The final fused model can be formulated as such:

$$\phi^{GMF}=\textbf{p}_u^G\odot\textbf{q}_i^G$$

$$\phi^{MLP}=a_L(\textbf{W}_L^T(a_{L-1}(...a_2(\textbf{W}_2^T[\textbf{p}_u^M\;\textbf{q}_i^M]^T+\textbf{b}_2)...))+\textbf{b}_L)$$

$$\hat{y}_{ui}=\sigma(\textbf{h}^T[\phi^{GMF}\;\phi^{MLP}]^T)$$

where $\textbf{p}_u^G$ and $\textbf{p}_u^M$ denote the user embedding for GMF and MLP parts, and similar notations of $\textbf{q}_i^G$ and $\textbf{q}_i^M$ for item embeddings. This model is dubbed as "NeuMF", short for Neural Matrix Factorization. 

In [4]:
def NeuMF(X_user, X_item, num_users, num_items, gmf_latent_dim=10, layers=[20, 10]):
    X_GMF = GMF(X_user, X_item, num_users, num_items, gmf_latent_dim)
    X_MLP = MLP(X_user, X_item, num_users, num_items, layers)
    
    X = Concatenate()([X_GMF, X_MLP])
    
    return X

def get_NeuMF_model(num_users, num_items, gmf_latent_dim=10, layers=[20, 10]):
    X_user = Input(shape=(1,), dtype='int32', name = 'user_input')
    X_item = Input(shape=(1,), dtype='int32', name = 'item_input')
    
    X = NeuMF(X_user, X_item, num_users, num_items, gmf_latent_dim, layers)
    
    X = Dense(1, activation='sigmoid', kernel_initializer='lecun_uniform', name='prediction')(X)
    
    model = Model(inputs=[X_user, X_item], outputs=X)
    
    return model

#### 3.4.1 Pre-training

For training, one seeks to minimize the object function of NeuMF. However, due to the function's non-convexity, one can only find local solutions using gradient-based optimization. Initialization plays an important role for the convergence and performance of deep learning models. The paper proposes to first train GMF and MLP, first. Then, their model parameters are used as the initialization for the corresponding parts of NeuMF's parameters. In the output layer, the weights of the 2 models are concatenated:

$$\textbf{h}=[\alpha\textbf{h}^{GMF}\;(1-\alpha)\textbf{h}^{MLP}]^T$$

where $\textbf{h}^{GMF}$ and $\textbf{h}^{MLP}$ denote the $\textbf{h}$ vector of the pretrained GMF and MLP model, respectively, and $\alpha$ is a hyper-parameter determining the trade-off between the two pre-trained models.

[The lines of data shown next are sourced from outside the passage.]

PR #15185, opened 2021-01-21
networking: Fix confusion between master and group

mvollmer:
The NM data structure says "master", our own model says "group".

### DIFF
--- a/pkg/networkmanager/interfaces.js
+++ b/pkg/networkmanager/interfaces.js
@@ -588,7 +588,7 @@ function NetworkManagerModel() {
             }
         };
 
-        if (!settings.connection.group) {
+        if (!settings.connection.master) {
             result.ipv4 = get_ip("ipv4", ip4_address_from_nm, ip4_route_from_nm, utils.ip4_to_text);
             result.ipv6 = get_ip("ipv6", ip6_address_from_nm, ip6_route_from_nm, utils.ip6_to_text);
         }
--- a/test/verify/check-networking-bond
+++ b/test/verify/check-networking-bond
@@ -82,6 +82,15 @@ class TestBonding(NetworkCase):
         b.click("#network-bond-settings-dialog button:contains('Cancel')")
         b.wait_not_present("network-bond-settings-dialog")
 
+        # Navigate to the first member, check it, navigate back
+        b.click("#network-interface-members tr[data-interface='%s'] td:first-child" % iface1)
+        b.wait_in_text("#network-interface-name", iface1)
+        b.wait_in_text("#network-interface-settings", "MTU")
+        b.wait_not_in_text("#network-interface-settings", "IPv4")
+        b.wait_not_in_text("#network-interface-settings", "IPv6")
+        b.click("#network-interface-settings a:contains(tbond)")
+        b.wait_in_text("#network-interface-name", "tbond")
+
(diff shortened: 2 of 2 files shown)


mvollmer:
A test, maybe, non?

mvollmer:
> A test, maybe, non?

Added.

martinpitt:
I'm a bit surprised that check-networking-bond tests are not run three times? Wasn't that the point of our "affected tests auto-retry"?

martinpitt (approved):
Thanks!

marusak:
ehm, what? When I did `tests-scan` on then just ran the whole command, but the commit I see there is the previous version and not the current one. That means, this did not test the new changes.

This is GH issue, I can reproduce like this:
```
$ git fetch upstream pull/15185/head:mvo-x
remote: Enumerating objects: 9, done.
remote: Counting objects: 100% (9/9), done.
remote: Compressing objects: 100% (1/1), done.
remote: Total 5 (delta 4), reused 5 (delta 4), pack-reused 0
Unpacking objects: 100% (5/5), 490 bytes | 21.00 KiB/s, done.
From github.com:cockpit-project/cockpit
 * [new ref]             refs/pull/15185/head -> mvo-x
 * 
$ git checkout mvo-x 
Switched to branch 'mvo-x'

$ git show
commit dadf8c69a889ef2e48dd00729e37020c2e1f407a (HEAD -> mvo-x)
Author: Marius Vollmer <mvollmer@redhat.com>
Date:   Thu Jan 21 13:34:36 2021 +0200

    networking: Fix confusion between master and group
    
    The NM data structure says "master", our own model says "group".

diff --git pkg/networkmanager/interfaces.js pkg/networkmanager/interfaces.js
index 877af0629..7b6be4924 100644
--- pkg/networkmanager/interfaces.js
+++ pkg/networkmanager/interfaces.js
@@ -588,7 +588,7 @@ function NetworkManagerModel() {
             }
         };
 
-        if (!settings.connection.group) {
+        if (!settings.connection.master) {
             result.ipv4 = get_ip("ipv4", ip4_address_from_nm, ip4_route_from_nm, utils.ip4_to_text);
             result.ipv6 = get_ip("ipv6", ip6_address_from_nm, ip6_route_from_nm, utils.ip6_to_text);
         }

```

So when we checkout head, we don't get the new changes, but we get the old version. This is a biggie as we cannot rely on our testing really. And it explains those rare cases when we landed something with green tests only to discover that those tests were broken.

But we have correct SHA, so we might need to use that to get changes and not `pull/<no>/head`?

marusak:
Please ignore `debian-testing@bots#1569` context. It will fail in one test I just was testing some changes and used this PR.

marusak:
```
Command: PRIORITY=0005 ./make-checkout --verbose --repo=cockpit-project/cockpit --rebase=master c32415c50aec062a1c21dbf31b53191c0f382d0c && cd make-checkout-workdir && TEST_OS=fedora-32 COCKPIT_BOTS_REF=master TEST_SCENARIO=container-bastion ../tests-invoke --pull-number 15185 --revision c32415c50aec062a1c21dbf31b53191c0f382d0c --repo cockpit-project/cockpit
```
seems to now pick the right revision and now affected tests should run 3 times.

marusak:
Fully green PR!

For training GMF and MLP from scratch, Adaptive Moment Estimation (Adam) is used. After feeding the pre-trained parameters into NeuMF, the ensemble model is optimized with Vanilla SGD.

In [5]:
epochs = 20
num_negatives = 4
batch_size = 256
layers = [64,32,16,8]
topK = 10
gmf_latent_dim=8

In [6]:
df_train = pd.read_csv('../data/reddit_train_10.csv', header=None)
df_test_positive = pd.read_csv('../data/reddit_test_positive_10.csv', header=None, usecols=[0,1])
df_test_negative = pd.read_csv('../data/reddit_test_negative_10.csv', header=None)

In [7]:
num_users = max(df_train.iloc[:, 0])
num_items = max(df_train.iloc[:, 1])

train = sp.dok_matrix((num_users+1, num_items+1), dtype=np.float32)
for i, row in df_train.iterrows():
    user = row[0]
    item = row[1]
    train[user, item] = 1.0
    
test_positive = [(row[0], row[1]) for _, row in df_test_positive.iterrows()]
test_negative = [row[1:100].values.flatten().tolist() for _, row in df_test_negative.iterrows()]

In [9]:
model = get_NeuMF_model(num_users+1, num_items+1, layers=layers, gmf_latent_dim=gmf_latent_dim)
model.compile(optimizer='adam', loss='binary_crossentropy')

## 4. Building Dataset

### Evaluation Protocols

The paper uses leave-one-out method to evaluate the performance of item recommendation algorithms. Basically, for each user, the last interaction is held-out. All held-out interactions are used as the test set, and the rest are used for training. Then, for each user, 100 items are randomly sampled, and then ranked. These are items that the user hasn't interacted with before. This method separates our dataset into three files: train.rating, test.rating, test.negative.

In [10]:
def getHitRatio(ranklist, pos_item):
    for item in ranklist:
        if item == pos_item:
            return 1
    return 0

def evaluate_model(model, test_positive, test_negative, K):
    hits = []
    for i in range(len(test_positive)):
        
        rating = test_positive[i]
        items = test_negative[i]
        user, pos_item = rating
        items.append(pos_item)
        
        map_item_score = {}
        
        users = np.full(len(items), user, dtype='int32')
        predictions = model.predict([users, np.array(items)], batch_size=100, verbose=0)
        for i in range(len(items)):
            map_item_score[items[i]] = predictions[i]
        items.pop()
        
        ranklist = heapq.nlargest(K, map_item_score, key=map_item_score.get)
        hr = getHitRatio(ranklist, pos_item)
        hits.append(hr)
        
    return hits

In [11]:
def get_train_instances(train, num_negatives):
    user_input, item_input, labels = [],[],[]
    num_users = train.shape[0]
    for (u, i) in train.keys():
        user_input.append(u)
        item_input.append(i)
        labels.append(1)
        for t in range(num_negatives):
            j = np.random.randint(num_items)
            while (u, j) in train:
                j = np.random.randint(num_items)
            user_input.append(u)
            item_input.append(j)
            labels.append(0)
    return user_input, item_input, labels

In [13]:
model_out_file = '../pretrain/reddit_NeuMF_%d_%s_%d.h5' %(gmf_latent_dim, layers, time())

t1 = time()
hits = evaluate_model(model, test_positive, test_negative, topK)
hr = np.array(hits).mean()
print('Init: HR = %.4f\t [%.1f s]' % (hr, time()-t1))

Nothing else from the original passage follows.